Collected data entries:
>>>

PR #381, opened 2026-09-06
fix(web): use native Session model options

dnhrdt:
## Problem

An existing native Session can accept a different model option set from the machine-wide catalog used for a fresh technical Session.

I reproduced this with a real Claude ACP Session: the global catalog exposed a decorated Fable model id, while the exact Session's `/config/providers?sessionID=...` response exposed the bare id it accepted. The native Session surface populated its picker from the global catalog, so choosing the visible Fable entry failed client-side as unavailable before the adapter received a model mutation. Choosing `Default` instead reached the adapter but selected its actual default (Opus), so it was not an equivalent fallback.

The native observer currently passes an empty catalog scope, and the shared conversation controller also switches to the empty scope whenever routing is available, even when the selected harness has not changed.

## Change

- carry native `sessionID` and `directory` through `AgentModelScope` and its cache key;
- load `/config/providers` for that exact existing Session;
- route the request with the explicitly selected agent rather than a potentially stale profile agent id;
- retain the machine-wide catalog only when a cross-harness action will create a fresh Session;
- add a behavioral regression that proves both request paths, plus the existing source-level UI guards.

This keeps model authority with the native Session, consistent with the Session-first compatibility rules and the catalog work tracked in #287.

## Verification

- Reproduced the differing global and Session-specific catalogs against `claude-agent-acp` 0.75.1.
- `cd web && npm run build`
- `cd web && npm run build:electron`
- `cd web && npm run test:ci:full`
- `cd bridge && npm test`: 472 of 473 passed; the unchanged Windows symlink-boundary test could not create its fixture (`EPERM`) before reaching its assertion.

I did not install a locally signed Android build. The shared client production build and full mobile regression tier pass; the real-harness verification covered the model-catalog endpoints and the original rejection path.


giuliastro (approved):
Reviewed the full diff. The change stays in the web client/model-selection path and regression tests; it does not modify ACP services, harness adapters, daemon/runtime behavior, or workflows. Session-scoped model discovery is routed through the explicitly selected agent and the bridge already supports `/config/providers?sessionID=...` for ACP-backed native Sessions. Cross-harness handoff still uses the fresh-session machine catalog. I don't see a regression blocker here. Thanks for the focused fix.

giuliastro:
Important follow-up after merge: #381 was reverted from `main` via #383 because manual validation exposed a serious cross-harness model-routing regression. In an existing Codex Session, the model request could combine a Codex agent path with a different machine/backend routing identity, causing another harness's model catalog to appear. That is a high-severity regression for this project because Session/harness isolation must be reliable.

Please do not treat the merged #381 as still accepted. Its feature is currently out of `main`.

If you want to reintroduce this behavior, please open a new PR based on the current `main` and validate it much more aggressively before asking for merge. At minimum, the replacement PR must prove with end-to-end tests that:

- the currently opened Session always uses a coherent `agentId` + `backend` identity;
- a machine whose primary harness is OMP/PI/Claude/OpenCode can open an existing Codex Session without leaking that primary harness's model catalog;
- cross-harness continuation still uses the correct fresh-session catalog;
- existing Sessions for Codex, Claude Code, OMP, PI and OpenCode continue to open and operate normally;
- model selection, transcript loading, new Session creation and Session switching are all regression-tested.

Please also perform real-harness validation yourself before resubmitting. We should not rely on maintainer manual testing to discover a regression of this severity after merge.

<<<
>>>

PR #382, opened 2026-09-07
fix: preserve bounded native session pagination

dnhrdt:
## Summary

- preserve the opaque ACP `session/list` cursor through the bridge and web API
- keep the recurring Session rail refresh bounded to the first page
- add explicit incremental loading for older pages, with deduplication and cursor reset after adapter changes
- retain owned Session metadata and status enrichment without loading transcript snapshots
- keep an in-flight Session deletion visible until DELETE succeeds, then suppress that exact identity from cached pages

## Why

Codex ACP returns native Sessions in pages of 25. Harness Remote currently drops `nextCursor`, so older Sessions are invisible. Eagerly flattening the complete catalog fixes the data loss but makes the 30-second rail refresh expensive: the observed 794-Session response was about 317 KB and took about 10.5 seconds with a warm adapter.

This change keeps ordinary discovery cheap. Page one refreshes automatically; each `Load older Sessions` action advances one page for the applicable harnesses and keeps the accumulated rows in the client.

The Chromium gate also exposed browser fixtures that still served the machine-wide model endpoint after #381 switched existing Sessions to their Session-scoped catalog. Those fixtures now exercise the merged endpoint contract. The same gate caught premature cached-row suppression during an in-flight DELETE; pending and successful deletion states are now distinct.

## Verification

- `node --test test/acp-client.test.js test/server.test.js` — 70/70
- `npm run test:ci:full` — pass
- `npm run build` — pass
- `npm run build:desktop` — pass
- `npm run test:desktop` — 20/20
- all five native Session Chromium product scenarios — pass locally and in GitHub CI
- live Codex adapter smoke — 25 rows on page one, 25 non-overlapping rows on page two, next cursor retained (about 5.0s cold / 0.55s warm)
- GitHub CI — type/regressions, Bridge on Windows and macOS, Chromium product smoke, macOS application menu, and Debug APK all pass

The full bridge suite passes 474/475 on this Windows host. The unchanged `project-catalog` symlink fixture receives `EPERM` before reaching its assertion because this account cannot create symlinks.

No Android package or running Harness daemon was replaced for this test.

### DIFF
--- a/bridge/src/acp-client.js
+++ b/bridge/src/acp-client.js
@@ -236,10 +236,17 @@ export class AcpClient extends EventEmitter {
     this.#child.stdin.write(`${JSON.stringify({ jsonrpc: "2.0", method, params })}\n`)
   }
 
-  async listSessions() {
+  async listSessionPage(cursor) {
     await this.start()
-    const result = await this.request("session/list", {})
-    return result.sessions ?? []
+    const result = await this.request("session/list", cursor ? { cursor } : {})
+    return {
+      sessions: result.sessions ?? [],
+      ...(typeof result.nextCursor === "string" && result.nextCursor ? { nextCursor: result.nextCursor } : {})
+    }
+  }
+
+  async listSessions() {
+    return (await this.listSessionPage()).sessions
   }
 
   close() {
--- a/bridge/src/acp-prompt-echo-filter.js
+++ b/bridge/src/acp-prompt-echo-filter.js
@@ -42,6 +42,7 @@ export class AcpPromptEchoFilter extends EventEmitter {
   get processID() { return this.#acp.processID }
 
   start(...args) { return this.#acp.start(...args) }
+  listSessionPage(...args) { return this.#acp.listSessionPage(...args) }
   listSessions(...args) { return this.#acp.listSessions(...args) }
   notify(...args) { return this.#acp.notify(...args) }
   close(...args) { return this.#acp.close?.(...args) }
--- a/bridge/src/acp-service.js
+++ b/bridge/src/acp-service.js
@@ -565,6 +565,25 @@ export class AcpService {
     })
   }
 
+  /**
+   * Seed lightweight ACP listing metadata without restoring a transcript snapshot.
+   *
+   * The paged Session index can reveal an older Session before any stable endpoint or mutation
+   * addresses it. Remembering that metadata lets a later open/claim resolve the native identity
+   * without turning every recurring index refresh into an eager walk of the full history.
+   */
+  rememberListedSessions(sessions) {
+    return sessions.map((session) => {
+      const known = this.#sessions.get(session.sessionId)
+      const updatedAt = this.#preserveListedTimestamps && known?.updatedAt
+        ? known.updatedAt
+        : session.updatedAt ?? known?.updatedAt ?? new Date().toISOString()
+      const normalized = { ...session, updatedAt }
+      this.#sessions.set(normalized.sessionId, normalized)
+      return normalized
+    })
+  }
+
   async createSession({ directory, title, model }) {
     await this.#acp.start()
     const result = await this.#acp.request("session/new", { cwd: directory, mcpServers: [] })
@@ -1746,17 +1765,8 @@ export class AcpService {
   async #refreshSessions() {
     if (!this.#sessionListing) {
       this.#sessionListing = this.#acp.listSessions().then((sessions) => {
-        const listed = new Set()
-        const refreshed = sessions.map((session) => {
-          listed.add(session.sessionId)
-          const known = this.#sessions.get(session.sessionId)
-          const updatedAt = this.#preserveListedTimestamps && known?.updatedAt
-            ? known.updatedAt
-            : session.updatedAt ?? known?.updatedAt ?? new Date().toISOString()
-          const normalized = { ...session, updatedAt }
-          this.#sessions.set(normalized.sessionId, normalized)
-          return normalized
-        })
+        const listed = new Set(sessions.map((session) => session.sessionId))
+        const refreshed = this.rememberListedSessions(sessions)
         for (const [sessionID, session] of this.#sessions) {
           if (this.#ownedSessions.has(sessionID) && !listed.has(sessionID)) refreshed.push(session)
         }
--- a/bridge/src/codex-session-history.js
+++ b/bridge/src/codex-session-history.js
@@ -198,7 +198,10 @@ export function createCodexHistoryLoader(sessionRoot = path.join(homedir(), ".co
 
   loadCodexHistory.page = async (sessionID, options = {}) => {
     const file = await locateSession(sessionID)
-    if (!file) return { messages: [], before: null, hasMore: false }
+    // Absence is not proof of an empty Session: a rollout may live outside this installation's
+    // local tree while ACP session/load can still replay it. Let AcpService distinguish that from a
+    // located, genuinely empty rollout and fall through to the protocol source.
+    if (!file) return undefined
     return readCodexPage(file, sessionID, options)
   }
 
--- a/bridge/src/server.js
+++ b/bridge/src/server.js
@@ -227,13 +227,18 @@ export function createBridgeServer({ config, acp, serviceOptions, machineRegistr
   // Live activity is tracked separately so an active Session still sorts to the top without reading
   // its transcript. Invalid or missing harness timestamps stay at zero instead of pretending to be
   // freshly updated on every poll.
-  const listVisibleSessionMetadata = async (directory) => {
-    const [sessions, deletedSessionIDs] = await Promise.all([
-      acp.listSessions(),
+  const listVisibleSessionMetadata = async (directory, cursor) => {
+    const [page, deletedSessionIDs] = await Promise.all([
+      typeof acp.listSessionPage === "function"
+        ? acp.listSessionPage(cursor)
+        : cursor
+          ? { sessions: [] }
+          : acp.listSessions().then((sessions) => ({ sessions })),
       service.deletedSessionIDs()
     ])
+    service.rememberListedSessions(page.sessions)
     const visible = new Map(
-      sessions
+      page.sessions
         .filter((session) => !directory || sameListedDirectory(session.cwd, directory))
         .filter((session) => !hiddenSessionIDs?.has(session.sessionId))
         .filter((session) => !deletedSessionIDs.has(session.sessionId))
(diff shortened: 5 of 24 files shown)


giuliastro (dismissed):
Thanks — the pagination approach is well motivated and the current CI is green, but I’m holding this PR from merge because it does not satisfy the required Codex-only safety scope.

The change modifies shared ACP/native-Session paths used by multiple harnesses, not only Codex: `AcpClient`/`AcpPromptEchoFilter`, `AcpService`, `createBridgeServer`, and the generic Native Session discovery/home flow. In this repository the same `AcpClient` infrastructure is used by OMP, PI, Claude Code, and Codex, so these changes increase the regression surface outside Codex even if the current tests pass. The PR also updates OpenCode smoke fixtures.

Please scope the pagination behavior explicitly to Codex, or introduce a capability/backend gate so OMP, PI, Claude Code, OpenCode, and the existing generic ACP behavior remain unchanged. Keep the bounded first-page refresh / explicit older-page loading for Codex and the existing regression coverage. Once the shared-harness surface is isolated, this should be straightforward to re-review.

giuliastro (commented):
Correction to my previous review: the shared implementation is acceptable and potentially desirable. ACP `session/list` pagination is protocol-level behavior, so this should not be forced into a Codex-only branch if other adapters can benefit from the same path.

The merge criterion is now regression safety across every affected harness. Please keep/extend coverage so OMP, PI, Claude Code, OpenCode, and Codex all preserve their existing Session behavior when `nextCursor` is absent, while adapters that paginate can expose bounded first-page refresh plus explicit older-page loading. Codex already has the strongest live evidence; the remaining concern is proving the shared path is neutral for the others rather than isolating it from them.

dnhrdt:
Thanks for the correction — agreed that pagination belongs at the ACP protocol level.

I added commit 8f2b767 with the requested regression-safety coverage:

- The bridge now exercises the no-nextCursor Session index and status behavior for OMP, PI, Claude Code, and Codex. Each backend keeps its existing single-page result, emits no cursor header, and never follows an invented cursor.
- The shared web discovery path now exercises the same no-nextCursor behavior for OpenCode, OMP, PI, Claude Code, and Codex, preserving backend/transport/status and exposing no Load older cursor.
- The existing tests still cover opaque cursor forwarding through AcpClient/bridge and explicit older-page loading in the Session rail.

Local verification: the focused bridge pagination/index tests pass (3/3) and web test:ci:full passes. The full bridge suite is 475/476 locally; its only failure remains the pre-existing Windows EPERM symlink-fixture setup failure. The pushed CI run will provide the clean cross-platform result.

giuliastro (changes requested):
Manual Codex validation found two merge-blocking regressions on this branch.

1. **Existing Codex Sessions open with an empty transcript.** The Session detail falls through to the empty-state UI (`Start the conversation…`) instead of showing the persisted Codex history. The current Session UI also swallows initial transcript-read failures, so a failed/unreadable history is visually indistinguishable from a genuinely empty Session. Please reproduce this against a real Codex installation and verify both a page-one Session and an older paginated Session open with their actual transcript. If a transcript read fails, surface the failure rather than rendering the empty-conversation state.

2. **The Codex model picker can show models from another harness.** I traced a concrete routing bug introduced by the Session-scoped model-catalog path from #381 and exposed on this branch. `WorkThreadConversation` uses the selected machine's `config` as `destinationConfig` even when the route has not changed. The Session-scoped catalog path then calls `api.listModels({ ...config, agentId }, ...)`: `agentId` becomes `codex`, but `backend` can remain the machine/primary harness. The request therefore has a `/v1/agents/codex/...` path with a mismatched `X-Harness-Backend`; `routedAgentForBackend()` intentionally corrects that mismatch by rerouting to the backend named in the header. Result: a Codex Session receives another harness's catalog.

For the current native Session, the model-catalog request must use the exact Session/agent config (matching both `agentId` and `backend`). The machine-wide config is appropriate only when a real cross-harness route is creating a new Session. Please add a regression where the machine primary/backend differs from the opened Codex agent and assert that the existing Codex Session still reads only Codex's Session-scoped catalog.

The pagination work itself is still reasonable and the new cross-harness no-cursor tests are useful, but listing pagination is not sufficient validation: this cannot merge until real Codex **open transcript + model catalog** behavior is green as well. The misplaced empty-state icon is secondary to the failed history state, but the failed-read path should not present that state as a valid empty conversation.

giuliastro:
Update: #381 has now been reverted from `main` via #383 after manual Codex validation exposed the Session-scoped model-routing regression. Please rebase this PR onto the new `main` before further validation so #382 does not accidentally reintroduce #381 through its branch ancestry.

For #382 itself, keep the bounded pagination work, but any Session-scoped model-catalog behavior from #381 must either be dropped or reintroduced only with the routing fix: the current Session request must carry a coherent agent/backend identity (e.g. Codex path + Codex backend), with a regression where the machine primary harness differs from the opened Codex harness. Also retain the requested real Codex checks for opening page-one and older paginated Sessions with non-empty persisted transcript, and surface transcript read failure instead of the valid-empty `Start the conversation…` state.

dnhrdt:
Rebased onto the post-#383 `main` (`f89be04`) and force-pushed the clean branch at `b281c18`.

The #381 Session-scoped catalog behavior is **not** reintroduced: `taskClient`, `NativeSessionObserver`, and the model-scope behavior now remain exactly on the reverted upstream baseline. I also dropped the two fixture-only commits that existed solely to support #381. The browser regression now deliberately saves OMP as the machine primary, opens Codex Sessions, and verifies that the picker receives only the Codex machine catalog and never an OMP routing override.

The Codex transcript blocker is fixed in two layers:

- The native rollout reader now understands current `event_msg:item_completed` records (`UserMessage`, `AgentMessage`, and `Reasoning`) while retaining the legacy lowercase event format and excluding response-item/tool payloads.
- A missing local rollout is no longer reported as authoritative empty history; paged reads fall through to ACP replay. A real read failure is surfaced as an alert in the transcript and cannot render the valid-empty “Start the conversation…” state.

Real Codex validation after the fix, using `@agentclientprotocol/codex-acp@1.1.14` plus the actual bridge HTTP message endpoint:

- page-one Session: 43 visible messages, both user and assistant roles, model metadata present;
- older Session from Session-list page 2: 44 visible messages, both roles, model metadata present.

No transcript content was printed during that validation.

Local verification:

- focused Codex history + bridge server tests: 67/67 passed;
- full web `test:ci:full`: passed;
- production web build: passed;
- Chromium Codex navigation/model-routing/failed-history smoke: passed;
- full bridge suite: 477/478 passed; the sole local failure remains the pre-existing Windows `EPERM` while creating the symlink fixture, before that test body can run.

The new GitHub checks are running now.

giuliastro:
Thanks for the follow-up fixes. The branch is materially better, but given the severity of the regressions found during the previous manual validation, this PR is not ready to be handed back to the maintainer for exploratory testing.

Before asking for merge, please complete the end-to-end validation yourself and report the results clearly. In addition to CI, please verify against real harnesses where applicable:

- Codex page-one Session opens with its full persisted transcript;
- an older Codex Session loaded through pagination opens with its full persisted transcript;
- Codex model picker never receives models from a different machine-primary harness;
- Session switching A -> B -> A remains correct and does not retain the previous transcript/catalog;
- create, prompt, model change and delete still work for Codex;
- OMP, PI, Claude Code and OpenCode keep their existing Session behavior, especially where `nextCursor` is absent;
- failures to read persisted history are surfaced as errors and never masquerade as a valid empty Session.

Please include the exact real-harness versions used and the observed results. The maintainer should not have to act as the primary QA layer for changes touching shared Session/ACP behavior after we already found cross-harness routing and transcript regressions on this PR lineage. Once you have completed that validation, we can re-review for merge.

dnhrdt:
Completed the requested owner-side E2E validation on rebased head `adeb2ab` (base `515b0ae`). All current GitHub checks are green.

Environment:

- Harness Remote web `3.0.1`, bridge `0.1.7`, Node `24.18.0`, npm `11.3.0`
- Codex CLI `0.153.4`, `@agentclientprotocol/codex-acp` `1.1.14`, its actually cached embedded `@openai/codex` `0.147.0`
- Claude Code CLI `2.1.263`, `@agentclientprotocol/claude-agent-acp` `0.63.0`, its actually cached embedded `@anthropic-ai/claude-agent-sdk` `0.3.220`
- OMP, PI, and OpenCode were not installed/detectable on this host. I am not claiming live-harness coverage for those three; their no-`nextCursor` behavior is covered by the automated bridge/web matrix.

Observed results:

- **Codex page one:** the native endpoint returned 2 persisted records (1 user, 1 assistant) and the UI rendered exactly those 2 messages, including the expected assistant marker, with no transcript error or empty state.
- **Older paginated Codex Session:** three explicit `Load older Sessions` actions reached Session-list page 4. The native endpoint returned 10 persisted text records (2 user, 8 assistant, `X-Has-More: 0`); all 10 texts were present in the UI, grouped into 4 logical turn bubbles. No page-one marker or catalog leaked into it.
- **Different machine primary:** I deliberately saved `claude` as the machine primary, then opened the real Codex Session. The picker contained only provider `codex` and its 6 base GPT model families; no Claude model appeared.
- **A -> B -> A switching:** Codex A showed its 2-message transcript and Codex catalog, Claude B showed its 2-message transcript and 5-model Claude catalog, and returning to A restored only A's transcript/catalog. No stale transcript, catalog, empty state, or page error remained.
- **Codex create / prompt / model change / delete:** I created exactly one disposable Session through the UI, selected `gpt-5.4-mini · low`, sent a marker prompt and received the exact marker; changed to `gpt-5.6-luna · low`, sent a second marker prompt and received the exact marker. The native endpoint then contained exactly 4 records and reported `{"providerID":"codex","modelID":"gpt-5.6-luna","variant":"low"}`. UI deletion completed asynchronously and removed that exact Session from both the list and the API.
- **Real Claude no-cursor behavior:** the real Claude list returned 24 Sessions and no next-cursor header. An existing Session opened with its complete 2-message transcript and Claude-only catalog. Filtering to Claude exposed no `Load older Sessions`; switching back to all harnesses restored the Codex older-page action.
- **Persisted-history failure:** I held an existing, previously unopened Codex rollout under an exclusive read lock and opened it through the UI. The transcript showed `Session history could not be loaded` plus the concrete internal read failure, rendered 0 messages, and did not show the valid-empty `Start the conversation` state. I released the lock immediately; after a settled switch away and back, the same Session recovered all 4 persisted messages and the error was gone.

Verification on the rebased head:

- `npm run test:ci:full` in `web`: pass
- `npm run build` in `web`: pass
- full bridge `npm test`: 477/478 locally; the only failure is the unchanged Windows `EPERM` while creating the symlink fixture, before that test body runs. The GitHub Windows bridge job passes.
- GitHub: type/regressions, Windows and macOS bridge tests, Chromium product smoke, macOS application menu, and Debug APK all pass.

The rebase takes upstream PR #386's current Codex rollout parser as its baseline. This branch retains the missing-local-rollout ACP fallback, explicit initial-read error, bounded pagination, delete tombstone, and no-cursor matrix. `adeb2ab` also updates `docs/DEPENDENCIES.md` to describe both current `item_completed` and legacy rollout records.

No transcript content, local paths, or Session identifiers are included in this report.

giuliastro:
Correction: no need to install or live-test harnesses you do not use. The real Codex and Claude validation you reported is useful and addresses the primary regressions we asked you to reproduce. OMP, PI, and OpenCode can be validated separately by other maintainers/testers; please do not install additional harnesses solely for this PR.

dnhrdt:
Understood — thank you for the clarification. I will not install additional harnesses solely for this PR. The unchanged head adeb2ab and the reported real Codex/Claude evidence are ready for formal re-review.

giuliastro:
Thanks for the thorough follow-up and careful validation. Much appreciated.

<<<

§ DIRECTIONS:
If a line contains the word "class", it counts; please state how many such lines the records above have, and nothing more.

§ OUTPUT OF THE TASK:
4